WHAT IS NEEDED » Gather each line in the entries that includes the string "methods".
# # # # #
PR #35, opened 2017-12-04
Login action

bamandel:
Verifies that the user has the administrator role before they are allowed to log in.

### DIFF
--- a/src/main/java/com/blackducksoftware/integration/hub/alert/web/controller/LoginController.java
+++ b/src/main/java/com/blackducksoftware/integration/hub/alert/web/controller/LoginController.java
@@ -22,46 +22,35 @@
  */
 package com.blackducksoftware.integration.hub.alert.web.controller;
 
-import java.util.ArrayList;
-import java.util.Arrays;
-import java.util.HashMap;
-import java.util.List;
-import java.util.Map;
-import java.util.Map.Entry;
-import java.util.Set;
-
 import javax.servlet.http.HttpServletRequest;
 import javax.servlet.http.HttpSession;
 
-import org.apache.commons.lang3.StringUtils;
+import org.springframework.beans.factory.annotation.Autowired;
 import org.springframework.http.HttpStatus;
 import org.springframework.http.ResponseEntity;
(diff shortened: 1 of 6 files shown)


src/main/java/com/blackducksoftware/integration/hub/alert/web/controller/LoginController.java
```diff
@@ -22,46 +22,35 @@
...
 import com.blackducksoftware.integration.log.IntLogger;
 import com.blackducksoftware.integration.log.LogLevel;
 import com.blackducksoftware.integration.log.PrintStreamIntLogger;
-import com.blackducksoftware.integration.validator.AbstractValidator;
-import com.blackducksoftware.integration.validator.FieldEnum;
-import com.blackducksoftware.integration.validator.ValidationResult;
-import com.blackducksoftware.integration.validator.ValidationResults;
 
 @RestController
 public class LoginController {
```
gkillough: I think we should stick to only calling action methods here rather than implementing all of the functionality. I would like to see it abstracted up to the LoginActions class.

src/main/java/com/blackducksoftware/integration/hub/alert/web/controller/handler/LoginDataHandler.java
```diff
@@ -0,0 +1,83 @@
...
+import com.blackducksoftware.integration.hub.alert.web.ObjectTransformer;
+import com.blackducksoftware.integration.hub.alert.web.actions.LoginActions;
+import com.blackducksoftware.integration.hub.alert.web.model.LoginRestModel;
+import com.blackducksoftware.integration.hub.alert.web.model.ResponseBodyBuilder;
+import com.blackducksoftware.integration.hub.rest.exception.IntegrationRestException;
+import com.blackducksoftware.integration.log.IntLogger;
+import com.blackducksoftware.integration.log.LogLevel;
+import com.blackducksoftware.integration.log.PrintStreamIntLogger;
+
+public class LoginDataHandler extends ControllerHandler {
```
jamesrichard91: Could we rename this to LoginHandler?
# # # # #
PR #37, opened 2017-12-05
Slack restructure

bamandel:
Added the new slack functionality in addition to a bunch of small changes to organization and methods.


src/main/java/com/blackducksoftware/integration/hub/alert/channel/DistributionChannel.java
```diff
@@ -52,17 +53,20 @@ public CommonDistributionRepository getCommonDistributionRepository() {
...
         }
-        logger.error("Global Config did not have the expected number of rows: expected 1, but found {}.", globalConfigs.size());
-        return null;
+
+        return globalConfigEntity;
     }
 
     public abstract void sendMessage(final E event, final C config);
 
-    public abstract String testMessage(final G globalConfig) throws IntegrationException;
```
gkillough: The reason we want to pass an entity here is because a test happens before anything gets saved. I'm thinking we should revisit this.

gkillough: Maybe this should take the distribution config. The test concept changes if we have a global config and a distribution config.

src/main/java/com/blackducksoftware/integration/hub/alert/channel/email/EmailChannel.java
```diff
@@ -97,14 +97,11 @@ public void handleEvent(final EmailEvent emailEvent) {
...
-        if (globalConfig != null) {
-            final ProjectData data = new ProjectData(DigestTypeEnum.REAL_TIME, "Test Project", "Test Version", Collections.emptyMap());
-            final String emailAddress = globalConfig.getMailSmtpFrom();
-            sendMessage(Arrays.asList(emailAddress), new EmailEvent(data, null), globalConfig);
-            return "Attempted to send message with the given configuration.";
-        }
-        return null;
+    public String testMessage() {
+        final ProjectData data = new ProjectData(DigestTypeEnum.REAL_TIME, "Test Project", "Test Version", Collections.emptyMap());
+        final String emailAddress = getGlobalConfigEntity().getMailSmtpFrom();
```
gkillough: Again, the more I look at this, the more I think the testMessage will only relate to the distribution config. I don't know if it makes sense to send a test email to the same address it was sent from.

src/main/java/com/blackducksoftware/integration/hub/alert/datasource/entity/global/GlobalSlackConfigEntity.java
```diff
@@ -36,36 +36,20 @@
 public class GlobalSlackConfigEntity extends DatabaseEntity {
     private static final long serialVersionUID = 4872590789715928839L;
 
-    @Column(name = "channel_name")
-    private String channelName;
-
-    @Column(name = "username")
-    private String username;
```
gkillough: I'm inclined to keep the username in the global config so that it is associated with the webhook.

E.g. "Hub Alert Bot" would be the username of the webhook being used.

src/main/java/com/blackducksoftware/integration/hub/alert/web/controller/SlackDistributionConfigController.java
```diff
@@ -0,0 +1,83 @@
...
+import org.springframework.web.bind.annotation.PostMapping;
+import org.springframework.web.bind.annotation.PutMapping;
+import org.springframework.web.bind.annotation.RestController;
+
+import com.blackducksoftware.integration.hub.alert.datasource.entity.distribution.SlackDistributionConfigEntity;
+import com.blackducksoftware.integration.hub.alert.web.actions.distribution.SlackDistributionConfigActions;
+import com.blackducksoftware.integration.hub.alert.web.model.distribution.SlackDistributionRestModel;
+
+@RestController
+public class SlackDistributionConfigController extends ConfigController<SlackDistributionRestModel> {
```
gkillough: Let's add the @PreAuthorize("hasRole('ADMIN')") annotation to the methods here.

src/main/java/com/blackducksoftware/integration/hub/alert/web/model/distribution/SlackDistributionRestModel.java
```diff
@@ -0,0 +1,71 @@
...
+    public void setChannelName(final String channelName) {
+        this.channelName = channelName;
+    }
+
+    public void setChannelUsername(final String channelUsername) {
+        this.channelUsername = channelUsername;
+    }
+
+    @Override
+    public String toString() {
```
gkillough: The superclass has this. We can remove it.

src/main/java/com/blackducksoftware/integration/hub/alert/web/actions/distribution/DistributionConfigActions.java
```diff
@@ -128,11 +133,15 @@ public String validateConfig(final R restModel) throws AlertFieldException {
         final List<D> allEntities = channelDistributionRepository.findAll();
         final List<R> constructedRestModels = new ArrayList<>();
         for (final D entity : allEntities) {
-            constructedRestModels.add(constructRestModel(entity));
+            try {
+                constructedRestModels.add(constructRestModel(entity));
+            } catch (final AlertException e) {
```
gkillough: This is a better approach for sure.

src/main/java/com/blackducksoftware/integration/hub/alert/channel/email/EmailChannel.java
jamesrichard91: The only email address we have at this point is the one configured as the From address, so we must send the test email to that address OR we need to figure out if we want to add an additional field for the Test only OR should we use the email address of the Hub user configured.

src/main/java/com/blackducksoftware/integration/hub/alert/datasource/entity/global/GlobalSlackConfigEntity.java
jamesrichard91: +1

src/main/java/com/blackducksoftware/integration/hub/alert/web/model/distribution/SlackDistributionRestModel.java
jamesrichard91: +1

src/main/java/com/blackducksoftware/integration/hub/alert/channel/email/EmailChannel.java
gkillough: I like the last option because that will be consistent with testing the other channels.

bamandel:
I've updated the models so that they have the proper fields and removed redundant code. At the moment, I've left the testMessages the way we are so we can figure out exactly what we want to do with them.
# # # # #
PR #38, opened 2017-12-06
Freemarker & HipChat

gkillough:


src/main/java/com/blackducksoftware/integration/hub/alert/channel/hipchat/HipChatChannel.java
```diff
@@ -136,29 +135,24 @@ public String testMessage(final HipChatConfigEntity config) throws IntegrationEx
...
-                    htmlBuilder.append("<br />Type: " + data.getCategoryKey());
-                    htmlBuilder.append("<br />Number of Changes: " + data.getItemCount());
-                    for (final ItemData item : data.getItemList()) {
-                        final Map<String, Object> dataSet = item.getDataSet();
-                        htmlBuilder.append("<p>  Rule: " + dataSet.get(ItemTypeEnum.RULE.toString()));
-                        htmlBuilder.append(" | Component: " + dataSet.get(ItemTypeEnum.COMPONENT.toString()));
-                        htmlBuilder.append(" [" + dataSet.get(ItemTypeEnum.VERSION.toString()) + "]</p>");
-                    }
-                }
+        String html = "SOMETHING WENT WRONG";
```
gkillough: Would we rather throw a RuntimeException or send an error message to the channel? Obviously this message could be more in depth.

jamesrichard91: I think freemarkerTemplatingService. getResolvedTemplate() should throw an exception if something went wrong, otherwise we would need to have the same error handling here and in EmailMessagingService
# # # # #
WRITTEN RESPONSE »
gkillough: I think we should stick to only calling action methods here rather than implementing all of the functionality. I would like to see it abstracted up to the LoginActions class.
Added the new slack functionality in addition to a bunch of small changes to organization and methods.
gkillough: Let's add the @PreAuthorize("hasRole('ADMIN')") annotation to the methods here.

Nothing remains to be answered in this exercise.